Speicherort: MuCEM-Website

Kontakt Copyright: © Foto RMN-Grand Palais - Website von F. Raux

Bildreferenz: 09-569426 / 60.147.112C

Tabakabhängigkeit oder der Kult der Zigarre.

© Foto RMN-Grand Palais - F. Raux

Erscheinungsdatum: Juli 2012

Professor für Zeitgeschichte IUFM und Claude Bernard Lyon University 1. Leiter der Universität für alle, Jean Monnet University, Saint-Etienne.

Historischer Zusammenhang

Die Bourgeoisie ist an der Macht

Das Frankreich von Louis-Philippe I.äh gelangweilt, so Lamartine. Beginnt sie deshalb zu rauchen? In jedem Fall hat der Pariser Konsum im Durchschnitt, einschließlich Männer, Frauen und Kinder, bereits das Kilo pro Jahr oder das Äquivalent von 1.000 Zigaretten erreicht. So sehr, dass wir zum ersten Mal von "Tabakabhängigkeit" sprechen können: Dieses Wort, das aus der medizinischen Sprache als Beispiel für Wahnsinn stammt, wurde dann in das Wörterbuch aufgenommen, um das Verhalten großer Tabakliebhaber zu bezeichnen.

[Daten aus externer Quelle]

PR #3851, opened 2015-09-09
Feature/ui styling hydrator left panel

astewes:
*  Restructures side panels to accommodate new Hydrator layout
*  Reorganizes group-side-panel directive
*  Adds unique header for Hydrator


ajainarayanan:
TODO:
 - Need to separate navbars to two different directives (currently being worked on another PR)
 - Need to extract hydrator specific styles out of directives and have them under hydrator feature (currently the group-side-panel directive has no styles & we might not be able to use them anywhere if we don't have generic styles)
 - This is the first draft of changes for hydrator.
    - Currently filter in the left side panel is not functional (functionality yet to be added)
    - Not all the groups can be opened at one point of time in the left side panel.
    - The bottom panel is not functional (functionality yet to be added).
    - Some design changes are yet to be implemented ( for instance: metadata edit view)
    - Some general cleanups/organize code.(least priority to be done at the end)

ajainarayanan:
:+1: LGTM :fireworks: we can re-iterate in subsequent PRs

PR #3852, opened 2015-09-09
Fix ExploreStatementTest failure

jwang47:


cdap-explore-client/src/main/java/co/cask/cdap/explore/client/MockExploreClient.java
```diff
@@ -46,8 +47,8 @@
 
   public MockExploreClient(Map<String, List<ColumnDesc>> statementsToMetadata,
                            Map<String, List<QueryResult>> statementsToResults) {
-    this.statementsToMetadata = ImmutableMap.copyOf(statementsToMetadata);
-    this.statementsToResults = ImmutableMap.copyOf(statementsToResults);
+    this.statementsToMetadata = Maps.newHashMap(statementsToMetadata);
```
bdmogal: so this makes it mutable now?

albertshau: has to be mutable because remove() is called on it elsewhere in the mock client

albertshau:
:+1:

albertshau:
since this is a mock client, i think we can just merge if the failed test is passing locally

Die herrschende bürgerliche Klasse (Louis-Philippe wird als „bürgerlicher König“ bezeichnet) hat die Zigarre zum Wahrzeichen ihrer Herrschaft gemacht. Der Konsum von heißem Tabak verbreitet sich somit in neuen sozialen Schichten: in Pfeifen, Zigarren (gehackter Tabak, der mit einem Blatt "überzogen" ist) und bald in Zigaretten (gehackter Tabak, eingewickelt in Papier). Königin Marie-Amélie und ihre Anhänger verkauften 1843 bei einer Wohltätigkeitsgala die ersten Industriezigaretten - und priesen sie gleichzeitig an.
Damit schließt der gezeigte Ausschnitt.